In the summer of 1931, this remote district rose in revolt. Settlers, who had been exiled from the southern regions of Siberia to this area of swamps and taiga, put forward political demands — but the driving factor was desperation following a terrible famine. Documents used in research for the play show that settlers had hardly been sent any food supplies. In the discussions following the premiere, audience members spoke about working with archival materials and of the need to reevaluate the soviet past and how it is commemorated.
“This play brings up great tragedies and horrors”, remarked one young woman from the audience. “But I think that now, given that I can choose between an espresso or a cappuccino in the petrol station cafe, it’s simple — we live very, very well”.
Russia demonstrates a peculiar interpretation of Marx’s ideas: with a glowing smile, it joyously refuses its own past
Svetlana Kuritsyna, a pro-Kremlin youth activist and television personality also known as “Sveta from Ivanovo”, put it particularly well. Her enduring words that “we’ve started to dress better” could become the slogan for the entire state-driven campaign of reconciliation and forgetting.

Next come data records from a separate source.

PR #690, opened 2023-11-07
WIP: Add regression test

kegsay:


DMRobertson:
To spell this out, the spec [says](https://spec.matrix.org/v1.8/client-server-api/#get_matrixclientv3sync) that `state` is

> Updates to the state, between the time indicated by the since parameter, and the start of the timeline (or all state up to the start of the timeline, if since is not given, or full_state is true).

This means that the `state` block is a subset of the room state before the first timeline entry.

[On `m.room.create`:](https://spec.matrix.org/v1.8/client-server-api/#mroomcreate)

> This is the first event in a room and cannot be changed. It acts as the root of all other events.

This means that the state before the create event is empty.

The invariant to enforce is thus

> If m.room.create appears in a `timeline` block, it must be the first entry in the timeline and there must be no `state` block.

clokep:
Clearing review flags since this is a draft? Shout if that was the wrong thing to do and you wanted some sort of initial review.

PR #76, opened 2020-08-18
4627013 release pipeline v2

simonwa7:


testing/data_validation/get-bitstring-distribution.py
```diff
@@ -0,0 +1,57 @@
...
+                ]
+                <= 1.0
+            )
+            total_probability += workflowresult[key]["bitstring-distribution"][
+                "bitstring_distribution"
+            ][bitstring]
+
+        print(total_probability)
+        assert total_probability <= 1.0000000000000002
+        assert total_probability >= 0.9999999999999998
```
max-radin, line 54: I'm guessing this is because of some numerical precision issues? It would probably be cleaner to use `np.isclose` instead of less than and greater than.

simonwa7: Addressed here: `b05c1ce`

PR #77, opened 2020-08-18
174266087 initial gate class

simonwa7:


src/python/zquantum/core/circuit/gate/_gate.py
```diff
@@ -0,0 +1,85 @@
...
+        assert self._is_valid_operator(matrix, qubits)
+        assert self._qubits_are_valid(qubits)
+        self.matrix = matrix
+        self.qubits = qubits
+
+    def _is_valid_operator(self, matrix: np.ndarray, qubits: Tuple[int]):
+        # Make sure matrix is square
+        is_square = True
+        num_rows = len(matrix)
+        for row in matrix:
```
mstechly, line 26: This will be more elegant:
`if matrix.shape[0] == matrix.shape[1]` ?

src/python/zquantum/core/circuit/gate/_gate.py
```diff
@@ -0,0 +1,85 @@
...
+    """
+
+    def __init__(self, matrix: np.ndarray, qubits: Tuple[int]):
+        assert self._is_valid_operator(matrix, qubits)
+        assert self._qubits_are_valid(qubits)
+        self.matrix = matrix
+        self.qubits = qubits
+
+    def _is_valid_operator(self, matrix: np.ndarray, qubits: Tuple[int]):
+        # Make sure matrix is square
```
mstechly, line 23: Why are we not checking if matrix is unitary?

src/python/zquantum/core/circuit/gate/_gate.py
```diff
@@ -0,0 +1,85 @@
...
+        for row in matrix:
+            if len(row) != num_rows:
+                is_square = False
+
+        # Make sure matrix is associated with correct number of qubits
+        correct_num_qubits = 2 ** len(qubits) == num_rows
+
+        return is_square and correct_num_qubits
+
+    def _qubits_are_valid(self, qubits: Tuple[int]):
```
mstechly, line 35: If `qubits` is just a tuple of integers, why not check if with `set`?
`if len(set(qubits)) != len(qubits)` ?

src/python/zquantum/core/circuit/gate/_gate_test.py
```diff
@@ -0,0 +1,574 @@
...
+)
+def test_creating_gate_with_repeated_qubits_fails(qubits):
+    """The Gate class should raise an assertion error if all qubit indices are not unique"""
+    matrix = np.eye(2 ** len(qubits))
+    with pytest.raises(AssertionError):
+        Gate(matrix, qubits)
+
+
+@pytest.mark.parametrize("number_of_qubits", [1, 2, 3, 4, 5, 6])
+def test_creating_identity_gate_for_succeeds(number_of_qubits):
```
mstechly, line 72: `test_creating_identity_gate_for_succeeds` -> what does the `for` means here?

src/python/zquantum/core/circuit/gate/_gate_test.py
```diff
@@ -0,0 +1,574 @@
...
+
+
+def test_creating_complex_gate():
+    """The Gate class should be able to handle complex matrices"""
+    # Given
+    qubits = (
+        0,
+        1,
+    )
+    matrix = np.eye(2 ** len(qubits), dtype=complex)
```
mstechly, line 97: I would actually put some actual imaginary/complex numbers to the matrix, not just declare that the type is complex.

src/python/zquantum/core/circuit/gate/_gate_test.py
simonwa7: Was a typo from before I parameterized the test - removed in a later commit

src/python/zquantum/core/circuit/gate/_gate.py
simonwa7: Good idea - was trying to figure out the most efficient way to do this comparison. Added in a future commit

src/python/zquantum/core/circuit/gate/_gate.py
simonwa7: I actually wasn't sure if there would ever be the case someone wanted to use a non-unitary gate - @max-radin @akataba @pediejo thoughts here?

src/python/zquantum/core/circuit/gate/_gate.py
simonwa7: This whole comparison is actually updated in a future commit.

src/python/zquantum/core/circuit/gate/_gate_test.py
simonwa7: Good point - addressed in future commit

src/python/zquantum/core/circuit/gate/_gate.py
max-radin: After discussing with @simonwa7 I think it would make sense to check for unitarity. When modeling nosie, you will have non-unitary operations. But I don't think we need to address this case here.

PR #81, opened 2020-08-28
Build circuitset

martamau:
This PR adds 2 templates: 
1. combine 4 circuit artifacts in a circuitset  
2. add a circuit artifact to an existing circuitset 

Template 2 allows to create bigger circuitsets (more than 4 circuits). 
To me, the ideal way to go here would be to keep in the resource only template 2, and run it in a loop (in the workflow) so to update the circuitset with one circuit at a time, namely: 
```
name: loop-over-circuits
steps:
- - name: add-circuit-artifact-to-circuit-set
     arguments:
     - circuit-set: *the one from the previous loop step*
     - circuit: item 
withItems: [circuit1, circuit2]

```
This seems not to be possible because the input of step n is the output of step n-1, and as far as I know this is not possible to do in the workflow. I looked into argo docs and some examples + thought about some other possible strategies to make this more general but could not find a solution, so I decided to leave the two templates available. Any comments/ideas? 

Context: once you have a circuitset, you can easily combine its elements adding them up to build a more complicated circuit (see [this PR](https://github.com/zapatacomputing/z-quantum-core/pull/82))

### DIFF
--- a/templates/circuit.yaml
+++ b/templates/circuit.yaml
@@ -260,7 +260,7 @@ spec:
           - name: circuit-set
             path: /app/circuit_set.json
 
-    # Add a circuit to a circuit-set 
+    # Add a circuit to a circuit-set
     - name: add-circuit-artifact-to-circuit-set
       parent: generic-task
       inputs:
@@ -269,7 +269,7 @@ spec:
             value: python3 main_script.py
         artifacts:
           - name: circuit-set
-            path: /app/circuit_set.json
+            path: /app/circuit_set_input.json
             optional: true
           - name: circuit
             path: /app/circuit.json
@@ -280,8 +280,8 @@ spec:
                 import os
                 from zquantum.core.circuit import load_circuit_set, load_circuit, save_circuit_set
 
-                if os.path.exists('circuit_set.json'):
-                  circuit_set = load_circuit_set('circuit_set.json')
+                if os.path.exists('circuit_set_input.json'):
+                  circuit_set = load_circuit_set('circuit_set_input.json')
                 else:
                   circuit_set = []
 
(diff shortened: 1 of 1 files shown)


simonwa7:
@martamau I think we can rewrite these templates slightly to join the functionality together.

I like how in `create-circuit-set-from-circuit-artifacts` we can add 4 circuits to create a circuit_set, but if we make circuit-2, circuit-3, and circuit 4 `optional`, then we can create circuit sets without needing _exactly_ 4. 

Then, if we also add `circuit-set` (again as `optional`) we can wrap in the functionality of `add-circuit-artifact-to-circuit-set`.

So the template would look like:
```
if circuit_set.json:
   circuit_set = load_circuit_set("circuit_set.json")
else:
    circuit_set = []

for file in ["circuit_1.json", "circuit_2.json", "circuit_3.json", "circuit_4.json"]:
    if file.exists():
        circuit_set.append(load_circuit(file))

save_circuit_set(circuit_set, "circuit_set.json")
```

martamau:
Yeah, that makes sense. But then in case you want to add e.g. 7 circuits you still have to call the template twice in the workflow, right @simonwa7 ? You would have to build a circuit_set out of the first 4 circuits, and then use this output to add the remaining 3. The ideal would be to have a dynamic number of artifacts but I don't think it's possible?

simonwa7:
Yeah I think that would be the ideal. A good future feature for the platform @Oskoss if it's doable.

martamau:
Ok so in the meantime shall I just go ahead with merging the two templates in one as you suggested and then we'll see what @Oskoss can do for us? :)

simonwa7:
Yep!

martamau:
Done :)

simonwa7 (approved):

PR #82, opened 2020-08-28
adding template to combine circuits

martamau:
This PR adds a template to combine elements of a circuitset to create a composite circuit.

### DIFF
--- a/templates/circuit.yaml
+++ b/templates/circuit.yaml
@@ -229,7 +229,7 @@ spec:
             path: /app/extended_circuit.json
 
     # Combine circuits in a circuitset to create a composite circuit
-    - name: combine-circuits
+    - name: concatenate-circuits
       parent: generic-task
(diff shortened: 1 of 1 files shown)


templates/circuit.yaml
```diff
@@ -227,3 +227,28 @@ spec:
         artifacts:
           - name: extended-circuit
             path: /app/extended_circuit.json
+
+    # Combine circuits in a circuitset to create a composite circuit
+    - name: combine-circuits
```
simonwa7, line 232: Let's rename this to `concatenate-circuits` to avoid potential confustion, but besides that it looks great!

martamau: Addressed in [this commit](https://github.com/zapatacomputing/z-quantum-core/pull/82/commits/e5849cfe0728839d47580356aaa0929c2ec01836)

PR #87, opened 2020-09-07
Evaluate cost function task template

max-radin:
This PR adds a task template to evaluate an ansatz-based cost function for a fixed set of parameters.


steps/measure.py
```diff
@@ -45,3 +50,44 @@ def get_bitstring_distribution(
...
+    qubit_operator: str,
+    noise_model="None",
+    device_connectivity="None",
+):
+    ansatz_parameters = load_circuit_template_params(ansatz_parameters)
+    # Load qubit op
+    operator = load_qubit_operator(qubit_operator)
+    ansatz_specs = json.loads(ansatz_specs)
+    if ansatz_specs["function_name"] == "QAOAFarhiAnsatz":
+        ansatz = create_object(ansatz_specs, cost_hamiltonian=operator)
```
mstechly, line 69: This is not a good solution.
Not sure if this PR is a good place to solve it, but we need to have a story for that.

src/python/zquantum/core/estimator.py
```diff
@@ -97,6 +97,7 @@ def get_estimated_expectation_values(
                     measurements.get_expectation_values(frame_operator)
                 )
             )
+            print(f"Expectation values for {frame_operator}: {expectation_values_set[-1].values}")
```
mstechly, line 100: Do you want to leave it here or is it just some debug code that should disappear?

steps/measure.py
max-radin: Yeah it's not great to hard code behavior for specific ansatzes here. I had just copied this from [optimize_variational_circuit](https://github.com/zapatacomputing/z-quantum-optimizers/blob/master/steps/optimizers.py#L44). Since this pattern is used elsewhere, should we just merge this PR and create a story for figuring out a solution in general?

src/python/zquantum/core/estimator.py
max-radin: I just removed it. We had been wanting this for some experiments but probably better to leave it out so we don't flood the logs.

steps/measure.py
mstechly: Yes, sounds good. Accepting it!

mstechly (approved):

PR #90, opened 2020-09-21
Feature/make value estimate float like

dexter2206:
This makes the `ValueEstimate` a subclass of float. This is another step in modernizing cost function interface. The change is backwards-compatible.


dexter2206:
Something went wrong with diff on GH, closing with the purpose of reopening.

PR #91, opened 2020-09-22
Place finite_differences_gradient to a separate module

dexter2206:
This is the next step towards the integration of new history recording mechanism with optimizers.

The change introduced here decouples cost function from its gradient by introducing gradients module (with factory for finite differences gradient).

Changes presented here are backwards compatible.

And that’s why Russia’s committed Stalinists have nothing to fear. Their struggle to whitewash yesterday’s repressions — all the better to excuse those of today — is continued on their behalf by many authors (who are by no means hardcore soviet nostalgics) whose books laud Stalin as an “effective manager” or a “military genius”.
Today’s fashionable, positive, forward-thinking young people continue to carry the torch. Some of them aren’t above buying, producing and wearing cheerful t-shirts with pictures of Stalin. This isn’t the result of ideology per se, but of the destruction of normal communication and conversation between members of society. A society in which ageing Stalinists and bright young things with no time for politics both follow the cultural politics of the Kremlin.
Karl Marx wrote of a humanity which could “cheerfully part with its past”. In its own way, Russia demonstrates a peculiar interpretation of Marx’s ideas — with a glowing smile, it joyously refuses its own past.